Content starts

PR #1300, opened 2024-04-16
feat: implement shared zod schema between backend and frontend

### LINKED ISSUE #1188: Share libraries in Wallet FE <-> BE
Share libraries between testnet Wallet backend and frontends.
First look into complexity of implementing Open API.
Share Zod schemas.

rico191013:
### Context

- fixes #1188


package.json
```diff
@@ -9,7 +9,6 @@
     "url": "https://github.com/interledger/testnet"
   },
   "scripts": {
-    "shared:backend": "pnpm --filter @shared/backend --",
```
dragosp1011, line 12: why it was removed?

packages/boutique/backend/package.json
```diff
@@ -2,14 +2,15 @@
...
-    "build:deps": "pnpm --filter @shared/backend build",
+    "build:deps": "pnpm --filter @shared/backend build && pnpm --filter @shared/boutique build",
     "build": "pnpm build:deps && tsc --build tsconfig.build.json && tsc-alias -p tsconfig.build.json",
     "test": "jest --passWithNoTests --maxWorkers=2"
   },
   "dependencies": {
     "@google-cloud/logging-winston": "^6.0.0",
     "@interledger/open-payments": "^6.8.2",
     "@shared/backend": "workspace:*",
+    "@shared/boutique": "workspace:*",
```
dragosp1011, line 13: as it is only for boutique, it make sense to be part of boutique `boutique/shared`

packages/boutique/backend/package.json
```diff
@@ -2,14 +2,15 @@
   "name": "@boutique/backend",
   "scripts": {
     "start": "node dist/index.js",
-    "build:deps": "pnpm --filter @shared/backend build",
+    "build:deps": "pnpm --filter @shared/backend build && pnpm --filter @shared/boutique build",
```
dragosp1011, line 5: `@shared/boutique` -> `@boutique/shared`

packages/boutique/frontend/vite.config.ts
```diff
@@ -8,6 +8,9 @@ export default defineConfig({
     port: 4004
   },
   resolve: {
-    alias: [{ find: '@', replacement: resolve(__dirname, 'src') }]
+    alias: {
+      '@': resolve(__dirname, 'src'),
+      '@shared/boutique': resolve(__dirname, '../../boutique/shared/src')
```
raducristianpopa, line 13: No need to have the type alias if `@shared/boutique` is a package.

packages/boutique/shared/index.ts
raducristianpopa, line 1: Move `index.ts` in `src`.

packages/boutique/backend/Dockerfile.prod
```diff
@@ -24,10 +25,12 @@ WORKDIR /testnet
 COPY package.json pnpm-lock.yaml pnpm-workspace.yaml .npmrc .nvmrc tsconfig.base.json  ./
 COPY packages/boutique/backend ./packages/boutique/backend
 COPY packages/shared/backend ./packages/shared/backend
+COPY packages/boutique/shared ./packages/boutique/shared
 
 RUN pnpm boutique:backend build
 RUN rm -rf ./node_modules ./packages/boutique/backend/node_modules
 RUN rm -rf ./node_modules ./packages/shared/backend/node_modules
+RUN rm -rf ./node_modules ./packages/boutique/shared/node_modules
```
raducristianpopa, line 33: Why are we removing the root `node_modules` 3 times. Doing `RUN rm -rf ./node_modules ./packages/boutique/backend/node_modules ./packages/shared/backend/node_modules ./packages/boutique/shared/node_modules` is breaking something?

packages/boutique/frontend/vite.config.ts
rico191013: well without this we will get  `Failed to resolve entry for package "@boutique/shared"` error in locally run build by docker

beniaminmunteanu (commented):
If this is the structure we're aiming for:

- a shared package at the same level with wallet and boutique, that has backend shared functionality.

-  another shared directory both in wallet and boutique, which basically holds API types / schema.

I'd change the 'shared' directory name in wallet and boutique to 'models', so there is less naming confusions.

thoughts?

packages/boutique/frontend/vite.config.ts
raducristianpopa: I've looked into this. The main reason behind this error is that `vite` is expecting the source code to be ESM only. and we are bundling `@boutique/shared` as CJS. This should be okay for now, but I think we should discuss if we want to move everything to ESM. A lot of libraries are starting to be bundled for ESM only.
- https://github.com/wooorm/npm-esm-vs-cjs?tab=readme-ov-file#data

Node 22 will have support for importing ESM into CJS using `require`, but we will be able to use this functionality in Octomber/November.
- https://nodejs.org/en/blog/announcements/v22-release-announce#support-requireing-synchronous-esm-graphs
- https://nodejs.org/en/about/previous-releases

Converting the shared package to ESM will throw a runtime error when boutique's backend is ran:
```
Error [ERR_REQUIRE_ESM]: require() of ES Module /Users/radu/dev/testnet/packages/boutique/shared/dist/index.js from /Users/radu/dev/testnet/packages/boutique/backend/dist/order/controller.js not supported.
Instead change the require of index.js in /Users/radu/dev/testnet/packages/boutique/backend/dist/order/controller.js to a dynamic import() which is available in all CommonJS modules.
    at Object.<anonymous> (/Users/radu/dev/testnet/packages/boutique/backend/dist/order/controller.js:7:18) {
  code: 'ERR_REQUIRE_ESM'
}
```

packages/boutique/shared/index.ts
raducristianpopa: I've put up a PR that takes cares of this: https://github.com/interledger/testnet/pull/1343.

rico191013: Still, we have to change all imports
Screenshot 1403-02-18 at 7 19 30 PM

dragosp1011 (approved):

Content ends

Please count the lines of the material above that contain "alias", and give only the number.

Task solution: 4